Furthermore, the manifestation of BrS is caused by the autonomic nervous system modulations, particularly with increased vagal tone.2022 Early repolarization syndrome (ERS) and BrS share a number of clinical features in the onset of VF. ST-segment elevation in patients with BrS is accentuated by bradycardia at night-time with hypervagal tone. J-wave was also augmented during bradycardia and associated with an increase in vagal activity. The vagal nervous system activity could be related to the arrhythmogenicity of J-wave syndrome and BrS.

Early studies clarified the morphology and amplitude of the J-wave in order to establish risk stratification for patients with ER and J-wave syndrome. More recently, however, the type of ST segment (ascending or descending/horizontal) after the J-point has been identified as a factor of malignant ERS. Rosso et al found that a history of IVF was more frequent in patients with the combination of J-wave and descending/horizontal ST segment than in age- and gender-matched controls.11

Rollin et al produced similar results to that of Rosso et al.11,12 Specifically, they found that a combination of J-wave and descending/horizontal ST segment helps to stratify risk for patients with the J-wave pattern.12

In the present study, the combination of J-wave and descending/horizontal ST segment in inferior leads was more strongly associated with NMRS induced by HUT, but we were not able to determine an association between arrhythmogenicity and HUT-induced NMRS in patients with J-wave. Further studies are needed to explore these associations. We can, however, speculate on the pathophysiology involved in the association of NMRS and the combination of J-wave and descending/horizontal ST segment in the inferior leads. J-wave has been causally linked to augmented transient outward potassium current (Ito) in experimental models. The regional difference in Ito, that is, the far greater abundance of Ito in the inferior regions compared with the other regions,23 supports this causal link. The greater prevalence of J-wave patterns in the inferior leads in the present study was consistent with these reports. Ghosh et al showed that J-wave is associated with short activation-recovery intervals, leading to the dispersion of repolarization in the inferior and lateral leads.24 The mechanistic link between NMRS and the descending/horizontal ST segment is not fully understood, but a pathological condition such as hypervagal tone may underlie on onset of NMRS and arrhythmogenicity in patients with J-wave.

In this study, descending/horizontal ST segment after J-wave very often appeared in the inferior leads, whereas the ascending ST segment appeared in the inferior and infero-lateral leads at approximately equal frequency. The ascending type ST segment in the inferior leads after J-wave is unlikely to produce a positive HUT. Bartczak and Lelonek reported that the elevation of the J point was associated with a high prevalence of positive HUT in middle-aged subjects.25 In their study, the presence of J-wave and the type of ST segment were not noted, hence the majority in their study had J-wave in the lateral leads.

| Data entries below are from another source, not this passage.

Issue #227, opened 2018-10-21
use of `scripts` in setup.py causes errors with virtualenvs


cs01:
When running `mssql-cli` from within an activated virtualenv, everything is fine because the virtual env's `python` is the first match on the PATH. However, when invoking `mssql-cli` from `myvenv/bin/mssql-cli` while the virtual environment is **not** activated, we get
```
> myvenv/bin/mssql-cli
/usr/bin/python: Error while finding module specification for 'mssqlcli.main' (ModuleNotFoundError: No module named 'mssqlcli')
```
as noted in https://github.com/cs01/pipx/issues/12.

This is because the script `mssql-cli` is custom made and hardcoded to invoke a new bash shell, ignoring any virtual environment. 

There are a few solutions. The first is easiest and most common.
1. Use the standard `entry_points` entry instead of `scripts`
```
    entry_points = {"console_scripts": [
        "mssql-cli.bat = mssqlcli.main:main",
        "mssql-cli = mssqlcli.main:main"
        ]},
```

J-wave is also encountered in other conditions such as acute coronary disease myocardial infarction and vasospastic angina.

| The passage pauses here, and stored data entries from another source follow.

Issue #348, opened 2026-04-13
OW POC - syncing Oura heart rate data from S3/MinIO


s1monj:
### Background
- When patient heart rate data arrives in OW it needs to end up in JHE formatted as OMH and packed into an Observation
- All data that arrives in the OW S3 is sequential and ordered by time
- JHE therefore needs to store the OW S3 key of each observation

### TBD
- For now we are using the patient user `identifier` column to save the OW patient ID (we need to improve this later)
- Add a new column to observations called `ow_key` that is a string and is nullable that will look something like this: `oura/api_response/2026-04-10/27b81d5b-c038-4c3a-a395-caf246b7ae79/c1f1a819c47a.json`
  - NB: it's not unique because multiple observations might come from the same file
- Add a new endpoint `GET /api/v1/ow/sync` and when it's called it does the following:
  - Lookup observations.ow_key, sort descending and limit 1
  - Use this ow_key to make a call to MinIO using `StartAfter: {ow_key}` and filtering just for the files used for heart rate
  - Pass each file through the https://github.com/the-commons-project/omh-shim library
  - Write the observation along with the corresponding `ow_key` value

Issue #331, opened 2026-03-30
OW POC - user creation and Oura auth flow


s1monj:
### Story Points (or TBE)

TBE

## Background
- Proof of concept integration with Open Wearables
- No fancy UI for now just log updates to HTML page
- Steps 1-13 in diagram below

### TBD
1. Register a new client for OW in JHE from the UI
2. Add to study and issue link to patient
3. Switch to feat/ow-poc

Physicians must consider all of these many factors in order to identify malignant J-wave syndrome on clinical assessment.

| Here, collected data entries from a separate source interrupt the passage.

PR #357, opened 2026-04-21
chore: split models into files

s1monj:
- models.py was 14K lines long
- split into individual files


minrk:
@s1monj I would recommend checking the test status before merging, so we don't merge broken things. This caused tests to fail with:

In the present study we used several drugs to induce NMRS (drug-loading HUT). It was important to use drug loading to induce HUT response because HUT cannot be relied upon to unmask NMRS in all cases. The International Study on Syncope of Uncertain Etiology did not find a high rate of HUT-positive response.26

In this study, we investigated the pathology underlying HUT-induced NMRS in patients with J-wave and descending/horizontal ST segment, but further studies on the dysfunction of autonomic regulation and J-wave pattern are needed.

Conclusions

In patients with syncope, the prevalence of J-wave in the inferior or lateral leads was high and was associated with HUT-induced NMRS. Furthermore, the combination of J-wave and descending/horizontal ST segment in the inferior leads could be associated with a much higher risk of NMRS.